I know I may have over thought the situation. I know that I most likely didn’t need to do it. But it was something that was bothering me over the last few days. You see, as I continue to try and make sense of my life, I tend to get too into my own head. And then I start to feel guilty for things that I probably shouldn’t feel guilty for. Confused? Yeah, sorry about that. I should have said that I sent Her and our friend an apology message for my actions in this post. I felt guilty for avoiding Her. I felt guilty for avoiding our friends because they were sitting with Her. And I couldn’t sleep last night because the guilt was overwhelming, so I sent apology messages to Her and our friend.

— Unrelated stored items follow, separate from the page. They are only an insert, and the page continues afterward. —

PR #9177, opened 2026-09-04
fix(CLI): (changes reverted) update response status to 'skipped' for omitted requests

sharan-bruno:
### Description

Reverted the status skipped related changes - The HTML runner report showed `skipped` in the Response Code field for skipped requests.

### Problem

A skipped request never reaches the server, so it has no status code — but the report printed the literal `skipped` where a number belongs, unlike the summary table which already used `-`.

### Fix

Response Code now renders `-` when the request was skipped, and the status code unchanged otherwise, via a `getResponseCode` helper extracted from the template so it can be unit tested.

### Screenshots

| Before | After |
| --- | --- |
|  |  |

#### Contribution Checklist:

## Summary by CodeRabbit

- **Bug Fixes**
  - Standardized skipped request results to display a clear **“skipped”** status in CLI output and HTML reports.
  - Fixed HTML reports so skipped requests are identified correctly, including requests skipped because of prompt variables or pre-request scripts.
  - Preserved the response code display as **“-”** for skipped requests while retaining existing duration, size, timing, and skip-message details.

### DIFF
--- a/packages/bruno-common/src/runner/reports/html/template.ts
+++ b/packages/bruno-common/src/runner/reports/html/template.ts
@@ -327,7 +327,7 @@ export const htmlTemplateString = (resutsJsonString: string) => `<!DOCTYPE html>
             :bordered="false"
           >
             <template #header>
-              {{result.path}} - {{resultSummary}} {{hasError && result.status !== 'skipped' ? " - (request failed)" : "" }}
+              {{result.path}} - {{resultSummary}} {{hasError && result.response.status !== 'skipped' ? " - (request failed)" : "" }}
             </template>
           </n-alert>
         </template>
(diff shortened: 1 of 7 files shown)


packages/bruno-common/src/runner/reports/html/template.ts
```diff
@@ -363,7 +363,7 @@ export const htmlTemplateString = (resutsJsonString: string) => `<!DOCTYPE html>
                   <n-list-item>
                     <n-thing
                       title="Response Code"
-                      :description="'' + result.response.status"
+                      :description="responseCode"
```
sanish-bruno: we need to make sure this is a string!  or we can keep the old one itself, just worried why we have the `'' + result.response.status`

sanish-bruno (approved):

vijayh-bruno (approved):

And the worst part? Now I just feel stupid. But what can I do? Those messages exist now. I haven’t received an answer from either of them, and now I don’t really expect an answer from either of them. Especially from Her. I hate how much of me she still has. I hate that I know all of these things about myself and that I continue to make senseless mistakes. I hate that I’m too afraid to talk to people about these feeling welling up inside of me because I fear they are all starting to get sick of me being hung up on Her. And I hate that that fear always leads to me doing something stupid or unnecessary. And I hate that I can’t get to bed at a decent hour because my mind is so full of lists of things I need to do wrapped around my worries about Her and worries about my sister and all of her ridiculous teenage rebelliousness. I hate that spending more time with her over the last couple of months only culminated in a family intervention that ended after she told me to “Fuck off and die.” And what I hate the most is how selfish I am. I hate that I don’t care that she’s on a fast track to fucking up her life. I’m so wrapped up in my own shit that I don’t even know what to do anymore to help my parents. I tried talking to her. I tried listening to her. I tried offering advice. And I tried to simply be her big brother. Nothing’s worked and it’s made me feel like a failure. It makes me feel like I’ll be a terrible parent one day. And my sister, well, she is proof that there is some sort of magic that exists in the world, and she has always been my reminder of all of the things I believed about the world when I was nine years-old.
Back when I was seven or eight (I actually don’t remember, it could have been even earlier) my mom told me I was going to have a baby brother or sister. I was so incredibly excited as being an only child was beginning to bore me. But something went wrong and my mom lost that baby. I don’t really remember much from that time, but what I do remember is being about nine years old and begging my parents for a little sister. They simply laughed and smiled and told me they would do their best. Six months after my tenth birthday, my little sister was born and I was proudest, happiest big brother you would ever see. Believe me, I have the photos to prove it. I remember sitting in the hospital after school and being presented with a t-shirt that proudly exclaimed, “I AM the big brother!” and I remember seeing my baby sister for the first time. Even at ten years-old I understood that something special happened. I asked for a sister and poof! There she was right in front of me, eyes closed, hands balled into fists, lying peacefully in my mom’s arms. My mom wanted to name her Christine, but I insisted that we named her after a childhood friend of mine who had recently moved to Maine, and my parents were kind enough to listen to me. So, you see, my sister is more special to me than any other person in the world. More special to me than even She ever was.
And now, as I watch her smoke weed, skip class, and continuously lie to myself and our parents, I can’t help but constantly be worried about her. And as she continues to feel invincible, all I can do is sit helplessly and watch, and pray that she figures herself out soon. I don’t even care about the weed. I’ve done my own research on the “drug” and it’s far more helpful than harmful, when used responsibly, anyway. And I don’t care about her skipping class. She gets good grades, but let’s face it, none of that matters past college. I do care about her lying and I do care about the unnecessary stress she creates fro our parents. In that intervention she told us that she feels suffocated at home, that the rules are too strict, and that she can’t wait to be 18 so she can move out. When I pointed out that when she’s home, she’s in her room and unbothered, and when I pointed out that her curfew is midnight (which we found out is actually later than all of her friends’ curfews), and when I pointed out that she doesn’t have to pay for her cell phone bill, car insurance, gas, food, etc., all she had to say was, “So?” I don’t know what it is inside her that makes her think her life is so hard, but it’s incredibly frustrating. And it kills me that I don’t care to do anything else to try and help her. Just like everyone else in my life (by that I mean, Her, of course) she’s made up her mind and there’s nothing I can do about it.
And now? Well, now I get to sit and watch as everything I once believed in continues to crumble around me. A lot of the time I just want to stop being around, but then I remember that if I’m gone, my sister would never forgive me, my parents would never forgive her, and the world as we know it will most likely end. Sometimes I wish she was still that little three year-old girl that would grab my pinky and hold onto me everywhere I went. Those were the best days: me on the precipice of losing my innocence, her seemingly forever innocent. I wish we could’ve stayed that way forever.